I just got another Oris, with the bronze edge on the bezel. A buddy of mine got a similar one, and really loves it. Of course, you can get also a model with the whole bezel in stainless steel. Just thought the fact about the original might change your thoughts a bit about the original.

Happy hunting!

Cheers,
Carl


----------



## JonS1967

carlhaluss said:


> Well, as I sat in the park this evening contemplating my really nice collection, the one that came to mind that I wanted most on my wrist was the Diver 65 40mm. I have been very fortunate during the past 20 or so years, to own a number of really terrific watches. My most recent high end watch was a Rolex Submariner 114060 that I had put off getting over the years, and decided I simply had to have it. With a tremendous amount of anticipation over a month or so, I got one at last. My love affair lasted a week, then after that I wore it off and on for about a month. Then I sold it to a good friend who said he couldn't live without it, and bought myself an Oris Diver 65, the original one with the funky font. Within a couple of months friend sold the Sub. He bought an Oris Diver 65 as well, a different model than mine. Saw him tonight. He loves his Diver 65, and I love mine.
> 
> Now, please believe me, I mean no disrespect to Rolex. They make lovely watches. And whatever they do they do beautifully. I suppose they lack that X-Factor that I look for in a watch. All I know is here are two watch lovers who both owned a Rolex Sub, and sold them within a couple of months ownership and got Oris Diver 65s. I don't believe there could be a better testament to Oris Diver 65.
> 
> Cheers,
> Carl


Now that's what I call high praise! Because you, sir, have an amazing collection and impeccable taste.

Cheers,
Jon

Sent from my iPhone using Tapatalk


----------



## carlhaluss

JonS1967 said:


> Now that's what I call high praise! Because you, sir, have an amazing collection and impeccable taste.
> 
> Cheers,
> Jon
> 
> Sent from my iPhone using Tapatalk


Wow! Thanks, Jon. Spoken by a truly sincere gentleman!

Cheers,
Carl


----------



## Earl Grey

carlhaluss said:


> ProPilot is a great watch, too. Just a thought about the black DLC coating on the bezel edge: I felt the same as you do, wishing that the edge was bare metal just like the other models. I actually didn't notice it until after I bought the watch. However, after doing research about the original 65 model, I realized that it also had the black edge of the bezel. So, that really changed my thinking, and realized that is why Oris did that. And I think they actually improved the look of the original, with placing the date at 6 o'clock and the "3" becoming a full size.
> 
> I just got another Oris, with the bronze edge on the bezel. A buddy of mine got a similar one, and really loves it. Of course, you can get also a model with the whole bezel in stainless steel. Just thought the fact about the original might change your thoughts a bit about the original.
> 
> Happy hunting!
> 
> Cheers,
> Carl


Thanks. I wish the bezel was a one piece without an insert, like on the original, and like on the current Sinn 103 Acrylic. Then I could better embrace it, but a black insert in a black bezel feels like cutting corners. Here is the 103 for comparison.

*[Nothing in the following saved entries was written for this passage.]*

PR #1221, opened 2023-01-09
RUMM-2845: Speed up build of sample app for CodeQL scan

0xnm:
### What does this PR do?

Gradle build for the CodeQL scan take 35-40 minutes it seems, because all the variants ((`eu1`, `us1`, `us3`, `us5`, `us1_fed`, `staging`) x (`debug`,`release`) = 12) are built (it takes majority of the build).

~~To speed it up and still have a complete coverage of all the binaries which can be created in the customer environment (not only release artifacts, but also binaries which can be created by cloning this repo), let's build only `us1` flavor for sample app, because all DC flavors are the same code-wise.~~

To speed it up we are going to build only releasable modules.

### DIFF
--- a/.github/workflows/codeql-analysis.yml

Though regardless of construction, I would still worry about the black wearing off the edge, and I don't really want to have to worry about babying my watches.










Does anyone know how difficult it would be to source a replacement bezel from Oris and how much that would cost? Not the insert, the bezel. I could conceivably put a stainless bezel on the 3/6/9/12 version of the 65 and solve the problem (like the Topper special edition, but WITH date!)










Sent from my iPhone using Tapatalk


----------



## Earl Grey

A couple more observations and questions:

1. I just noticed that the hour hand is segmented in such a way that the tip looks like the old Oris shield logo. How cool is that? So does the 12 o'clock marker, of course, which I did notice right away.

2. On the Movember and bronze bezel versions, in multiple videos that I have watched the gold printing looks yellow gold and to my eyes clashes with the rose gold pvd. Question to anyone who owns one of these: do you notice the different shades of gold and does it bother you?

3. For those of you who own the full blue dial version, how often does the dial color trend towards royal blue/purple? In some photos and videos of this version I like the blue, and sometimes I don't, based on the white balance settings. I am trying to figure out which is truer to life. Here are two photos that show the difference. Please let me know which one you think is truer to real life.

Don't like this shade of blue at all:










This one looks great to me:










Sent from my iPad using Tapatalk


----------



## hanif.rayney

Love my 65!









Sent from my Pixel 3 XL using Tapatalk


----------



## slorollin




----------



## Davidgt

For those of you who
Might not know , the Oris 65 40mm 
Looks great with an Omega AT Bracelet ...

Fits rather nicely










Sent from my iPhone using Tapatalk


----------



## hanif.rayney

Looks great on a Nato too!









Sent from my Pixel 3 XL using Tapatalk


----------



## JonS1967

I've been wearing this a lot the past week or so and have really been enjoying and appreciating more. Such a great looking and comfortable watch.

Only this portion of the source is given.